# 5-7 Some Fluff Chunkin' Back in Wisconsin



## ThaFish (Feb 27, 2013)

Went out today with the intent of testing out a new fly I tied up yesterday. Evidently it looked pretty good, cause it got the attention of two big northern pike! The first one that I got, which was 36.25'' was being finicky as hell. Was throwing a 5'' Spanky Baits (company I work for) bucktail at first when I noticed a shadow a few inches behind it. As I reeled the bait closer to me the pike sped up, but he stopped just a couple feet in front of me.
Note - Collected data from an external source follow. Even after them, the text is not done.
PR #976, opened 2026-06-13
Env config migrate

jmattheis:
This PR:
* Adds a cli with gotify serve, migrate-config, version
* Config migration with the yaml format to env file format
  * I've decided against filtering out default values, because we don't have inheritance anymore, and maybe a user wanted to explicitly set a default value, so that if the default is later changed, their config stays the same.

<details><summary>Migration example</summary>
<p>

```
# Example configuration file for the server.
# Save it to `config.yml` when edited

server:
  keepaliveperiodseconds: 0 # 0 = use Go default (15s); -1 = disable keepalive; set the interval in which keepalive packets will be sent. Only change this value if you know what you are doing.
  listenaddr: 'adrr' # the address to bind on, leave empty to bind on all addresses. Prefix with "unix:" to create a unix socket. Example: "unix:/tmp/gotify.sock".
  port: 80 # the port the HTTP server will listen on

  ssl:
    listenaddr: 'ddrr' # the address to bind on, leave empty to bind on all addresses. Prefix with "unix:" to create a unix socket. Example: "unix:/tmp/gotify.sock".
    port: 443 # the https port
    certfile: certfile # the cert file (leave empty when using letsencrypt)
    certkey: certkey # the cert key (leave empty when using letsencrypt)
    letsencrypt:
      enabled: false # if the certificate should be requested from letsencrypt
      accepttos: false # if you accept the tos from letsencrypt
      cache: data/certs # the directory of the cache from letsencrypt
      directoryurl: # override the directory url of the ACME server
      hosts: # the hosts for which letsencrypt should request certificates
      - mydomain.tld
      - myotherdomain.tld
  responseheaders: # response headers are added to every response (default: none)
    X-Custom-Header: "custom value"

  trustedproxies: # IPs or IP ranges of trusted proxies. Used to obtain the remote ip via the X-Forwarded-For header. (configure 127.0.0.1 to trust sockets)
  - 127.0.0.1/32
  - ::1
  securecookie: false # If the secure flag should be set on cookies. See https://developer.mozilla.org/en-US/docs/Web/HTTP/Reference/Headers/Set-Cookie#secure

  cors: # Sets cors headers only when needed and provides support for multiple allowed origins. Overrides Access-Control-* Headers in response headers.
    alloworigins:
    - '.+.example.com'
    - 'otherdomain.com'
    allowmethods:
    - "GET"
    - "POST"
    allowheaders:
    - "Authorization"
    - "content-type"
  stream:
    pingperiodseconds: 45 # the interval in which websocket pings will be sent. Only change this value if you know what you are doing.
    allowedorigins: # allowed origins for websocket connections (same origin is always allowed)
    - ".+.example.com"
    - "otherdomain.com"
oidc:
  enabled: false # Enable OpenID Connect login, allowing users to authenticate via an external identity provider (e.g. Keycloak, Authelia, Google).
  issuer: issue # The OIDC issuer URL. This is the base URL of your identity provider, used to discover endpoints. Example: "https://auth.example.com/realms/myrealm"
  clientid: client # The client ID registered with your identity provider for this application.
  clientsecret: secret # The client secret for the registered client.
  redirecturl: http://gotify.example.org/auth/oidc/callback # The callback URL that the identity provider redirects to after authentication. Must match exactly what is configured in your identity provider.
  autoregister: true # If true, automatically create a new user on first OIDC login. If false, only existing users can log in via OIDC.
  usernameclaim: preferred_username # The OIDC claim used to determine the username. Common values: "preferred_username" or "email".

database: # for database see (configure database section)
  dialect: sqlite3
  connection: data/gotify.db
defaultuser: # on database creation, gotify creates an admin user (these values will only be used for the first start, if you want to edit the user after the first start use the WebUI)
  name: admin # the username of the default user
  pass: admin # the password of the default user
pluginsdir: data/plugins # the directory where plugin resides (leave empty to disable plugins)
registration: false # enable registrations
```

```
$ go run . migrate-config config.example.yml
GOTIFY_DATABASE_CONNECTION="data/gotify.db"
GOTIFY_DATABASE_DIALECT="sqlite3"
GOTIFY_DEFAULTUSER_NAME="admin"
GOTIFY_DEFAULTUSER_PASS="admin"
GOTIFY_OIDC_AUTOREGISTER="true"
GOTIFY_OIDC_CLIENTID="client"
GOTIFY_OIDC_CLIENTSECRET="secret"
GOTIFY_OIDC_ENABLED="false"
GOTIFY_OIDC_ISSUER="issue"
GOTIFY_OIDC_REDIRECTURL="http://gotify.example.org/auth/oidc/callback"
GOTIFY_OIDC_USERNAMECLAIM="preferred_username"
GOTIFY_PASSSTRENGTH=10
GOTIFY_PLUGINSDIR="data/plugins"
GOTIFY_REGISTRATION="false"
GOTIFY_SERVER_CORS_ALLOWHEADERS="Authorization,content-type"
GOTIFY_SERVER_CORS_ALLOWMETHODS="GET,POST"
GOTIFY_SERVER_CORS_ALLOWORIGINS=".+.example.com,otherdomain.com"
GOTIFY_SERVER_KEEPALIVEPERIODSECONDS=0
GOTIFY_SERVER_LISTENADDR="adrr"
GOTIFY_SERVER_PORT=80
GOTIFY_SERVER_RESPONSEHEADERS="{\"X-Custom-Header\":\"custom value\"}"
GOTIFY_SERVER_SECURECOOKIE="false"
GOTIFY_SERVER_SSL_CERTFILE="certfile"
GOTIFY_SERVER_SSL_CERTKEY="certkey"
GOTIFY_SERVER_SSL_ENABLED="false"
GOTIFY_SERVER_SSL_LETSENCRYPT_ACCEPTTOS="false"
GOTIFY_SERVER_SSL_LETSENCRYPT_CACHE="data/certs"
GOTIFY_SERVER_SSL_LETSENCRYPT_ENABLED="false"
GOTIFY_SERVER_SSL_LETSENCRYPT_HOSTS="mydomain.tld,myotherdomain.tld"
GOTIFY_SERVER_SSL_LISTENADDR="ddrr"
GOTIFY_SERVER_SSL_PORT=443
GOTIFY_SERVER_SSL_REDIRECTTOHTTPS="true"
GOTIFY_SERVER_STREAM_ALLOWEDORIGINS=".+.example.com,otherdomain.com"
GOTIFY_SERVER_STREAM_PINGPERIODSECONDS=45
GOTIFY_SERVER_TRUSTEDPROXIES="127.0.0.1/32,::1"
GOTIFY_UPLOADEDIMAGESDIR="data/images"
```

</p>
</details>

### DIFF
--- a/app.go
+++ b/app.go
@@ -10,6 +10,7 @@ import (
 	"time"
 
 	"github.com/gotify/server/v2/config"
+	"github.com/gotify/server/v2/config/migrate"
 	"github.com/gotify/server/v2/database"
 	"github.com/gotify/server/v2/mode"
 	"github.com/gotify/server/v2/model"
@@ -60,6 +61,14 @@ func run(args []string, stdout, stderr io.Writer) int {
 		if ok {
 			fmt.Fprintln(stdout, b)
 		}
+		return 0
+	case "migrate-config":
+		content, err := migrate.Config(fs.Arg(1))
+		if err != nil {
+			fmt.Fprintln(stderr, err)
+			return 1
+		}
+		fmt.Fprintln(stdout, content)
 		return 0
 	default:
 		if command != "" {
--- a/app.go
+++ b/app.go
@@ -1,7 +1,12 @@
 package main
 
 import (
+	"errors"
+	"flag"
+	"fmt"
+	"io"
 	"os"
+	"runtime/debug"
 	"time"
 
 	"github.com/gotify/server/v2/config"
@@ -27,7 +32,45 @@ var (
 )
 
 func main() {
+	os.Exit(run(os.Args[1:], os.Stdout, os.Stderr))
+}
+
+func run(args []string, stdout, stderr io.Writer) int {
 	vInfo := &model.VersionInfo{Version: Version, Commit: Commit, BuildDate: BuildDate}
+	fs := flag.NewFlagSet("gotify", flag.ContinueOnError)
+	fs.SetOutput(stderr)
+	fs.Usage = func() { printUsage(stderr) }
+	if err := fs.Parse(args); err != nil {
+		if errors.Is(err, flag.ErrHelp) {
+			return 0
+		}
+		return 2
+	}
+
+	command := fs.Arg(0)
+	switch command {
+	case "serve", "":
+		return serve(vInfo)
+	case "version":
+		fmt.Fprintln(stdout, "Version:", vInfo.Version)
+		fmt.Fprintln(stdout, "Commit:", vInfo.Commit)
+		fmt.Fprintln(stdout, "Build Date:", vInfo.BuildDate)
+		fmt.Fprintln(stdout, "Go Build Info:")
+		b, ok := debug.ReadBuildInfo()
+		if ok {
+			fmt.Fprintln(stdout, b)
+		}
+		return 0
+	default:
+		if command != "" {
+			fmt.Fprintf(stderr, "gotify: unknown command %q\n\n", command)
+		}
+		printUsage(stderr)
+		return 2
+	}
+}
+
+func serve(vInfo *model.VersionInfo) int {
 	mode.Set(Mode)
 
 	conf, futureLogs := config.Get()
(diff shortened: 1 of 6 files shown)


app.go
```diff
@@ -27,7 +33,53 @@ var (
...
+	if err := fs.Parse(args); err != nil {
+		if errors.Is(err, flag.ErrHelp) {
+			return 0
+		}
+		return 2
+	}
+
+	command := fs.Arg(0)
+	switch command {
+	case "serve":
```
jmattheis: Maybe we could do this non-breaking and execute serve when gotify was execute without a command.

eternal-flame-AD (approved):

config/migrate/migrate.go
```diff
@@ -0,0 +1,185 @@
...
+		return ""
+	}
+	data, err := json.Marshal(m)
+	if err != nil {
+		return ""
+	}
+	return string(data)
+}
+
+func marshalList(values []string) string {
```
jmattheis, line 176: I changed this to use csv writing too, similar to the parsing. The escaping looks bad in the tests, but normally these values doesn't include `",` so it should only happen in the edge-cases.

eternal-flame-AD (approved):

jmattheis:
manually cherry picked to target branch.

PR #2008, opened 2018-06-01
KY, OH, & MI fixes

mapcat:
Jim: I did not have time to set up an account to test this, so it is untested (I need to submit today since it will be another 2 weeks before I can work on this again). However, I have not made any additions to usaar.csv or usaar_con.csv, which are the only files that have caused trouble in the past.


yakra:
I downloaded mapcat:master and test on my machine.
> Data check successful!

mapcat:
@yakra: thanks!

PR #2023, opened 2018-06-16
Remove hyphens from usaar roots

mapcat:


jteresco:
Running an extra site update this morning with these.

mapcat:
Thanks--looks like everything is working, and the order in the table was not affected.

I did a figure eight with my bucktail, which usually gets them fired up & entices a strike, but he wasn't interested & turned away. Ran back to shore & grabbed my fly setup rigged up with the new fly & went on a mission to find that fish again. Walked over near the rock pile that I raised him out of the first time & to my dismay he was gone. Kept walking a few feet further & saw him dart out of a big patch of cabbage. I was afraid that I had spooked him for good, but luckily he moved into only a foot or so of water about 10' from me. I threw the fly about 6'' in front of him, stripped once, let it fall, & BAM! She inhaled it! About five or so minutes later we got her in the net. Got some pictures & then sent her on her way. At this point I was pretty excited, so I decided to go work an area near a downed tree to see if I could find another one. Was working a big patch of weeds when I saw the second fish. He came up out of the weeds really slowly & turned towards my fly. I stripped once to get his attention, but he started to back off. I figured my shot was gone, but I stripped really fast again & let it flutter, & the next thing I know line is screaming off my reel! This fight was about twice as long as the first one! The second fish was only 35'', but was easily a couple pounds heavier than the first. A really healthy northern! Got some great photos & then sent her on her way as well. Had an awesome day on the water & can't wait to get back out there!

*Tally for the Day*: 

*JD*: 0 (pulled the hook on one northern pike)
*Me*: 35'' FAT northern & a 36.25'' northern

Tight lines everyone!


----------



## ThaFish (Feb 27, 2013)

& here's my favorite photo from today.


----------



## MrFish (Aug 21, 2009)

Pretty cool! What took a chunk out of it's tail? Another pike?


----------



## hjorgan (Sep 30, 2007)

Wicked fish


----------



## ThaFish (Feb 27, 2013)

MrFish said:


> Pretty cool! What took a chunk out of it's tail? Another pike?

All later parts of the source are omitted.